Hi all,
Was thinking of picking this up recently but if I remember correctly this game used to be around 20-25 dollar mark. It is now retailing for 37. Is this a mistake or has this game appreciated in value since last year?
Cheers.
Was thinking of picking this up recently but if I remember correctly this game used to be around 20-25 dollar mark. It is now retailing for 37. Is this a mistake or has this game appreciated in value since last year?
Taillebois wrote:Yes, sadly under new ownership there seems to be a "stuff the wargamer" approach. I've got pretty much all the AGEOD games, including WW1 (two copies actually) . Only weirdos buy these games, so hit them for thirty bucks a go. I would like to buy Espana, but it is basically one scenario.
Calvinus almost killed himself making this WW1 game finally work. I admire his perseverence and honour towards those who paid for the early buggy release.
Look around, play the demo (is there a demo?). Maybe there are alternative routes.
More people, especially children, should be given a copy of this WW1 game. It is the hundred year anniversary of 1914 , yet I have still to find anybody of whatever age (I'm 59) who even knows that the Schlieffen Plan wasn't the only option.
Modern revised history coming out of the UK has a more sane and balanced view regarding the GREAT WAR and blames all the powers equally with special emphasis on Servia, Russia, AH Empire and less on the historically bashed up GERMAN Empire.
Random wrote:I'm actually inclined to disagree with this, not the revisions themselves but rather the idea that the historical narratives coming out of the UK are, on the whole particularly well balanced.
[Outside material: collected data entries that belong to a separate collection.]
PR #2078, opened 2022-09-29
Fix Kafka tests for old Kafka operator version

iblancasa:

- Newer Kafka Operator versions deploy `StrimziPodSet` instead of `StatefulSet`. This can be a problem if we want to do something with an older version of the Kafka Operator

### DIFF
--- a/tests/e2e/render-utils.sh
+++ b/tests/e2e/render-utils.sh
@@ -866,6 +866,17 @@ if [ ! -z "$output" ]; then
     IS_OPENSHIFT=true
 fi
 
+export KAFKA_USE_CUSTOM_PODSET
+if [ -z "$KAFKA_VERSION" ]; then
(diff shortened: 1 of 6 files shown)


tests/e2e/render-utils.sh
```diff
@@ -866,6 +866,17 @@ if [ ! -z "$output" ]; then
     IS_OPENSHIFT=true
 fi
 
+export KAFKA_USE_CUSTOM_PODSET
+if [ -z "$KAFKA_VERSION" ]; then
```
frzifus, line 870: Can we get rid of the nested if with something like this?
```suggestion
if [ -z "$KAFKA_VERSION" ] || [ version_gt $KAFKA_VERSION "0.25.0" ]; then
```

pavolloffay (approved):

A case in point is Max Hasting's recent account of the origins of the Great War - Catastrophe: Europe Goes to War 1914 a book I found to be verbose, quite biased and vastly inferior to Margaret MacMillan's The War That Ended Peace: The Road to 1914, or Christopher Clark's The Sleepwalkers: How Europe Went to War in 1914 and even Donald Kagan's Europe's Last Summer in most respects.
In general, British historians still seem wedded to the Churchill/Terraine/Pitt/Taylor/Tuchman narrative that vilifies Germany, demonizes the Kaiser and where the British Empire innocently entered the European war for reasons of the purist altruism. This certainly remains a popular point of view in the UK.
A century on and we're nowhere near to closing the book on The Great war.
And as much as I generally hate game-pricing threads, WW1G was included in the Matrix/Slitherine Christmas sale so complaining about the cost a couple of days after the sale ended seems a bit disingenuous.
-C
Random wrote:
And as much as I generally hate game-pricing threads, WW1G was included in the Matrix/Slitherine Christmas sale so complaining about the cost a couple of days after the sale ended seems a bit disingenuous.
-C
leaddernoir wrote:Just for the record (and not trying to start a flame war here) I was not complaining about the price. I was asking whether the game has increased in price (which it seems it has under the Matrix acquisition) as its highly unusual for games to appreciate in value and I was unsure whether this was an error or not. Cheers![]()
Random wrote:Apologies if I offended. The vast majority of pricing threads seem to be intended to be deliberately combustible but it would appear that this was not the case here.
It's a great game if frustrating and occasionally flawed, WW1G covers more of the Great War in more depth than any rival that I know of but of course the value of anything rests with the buyer and not the seller. Once again I am very sorry if I misinterpreted your motives for starting the thread.
-C
leaddernoir wrote:Was thinking of picking this up recently but if I remember correctly this game used to be around 20-25 dollar mark. It is now retailing for 37. Is this a mistake or has this game appreciated in value since last year?
leaddernoir wrote:it really does seem to be the most in depth and intuitive game on the period.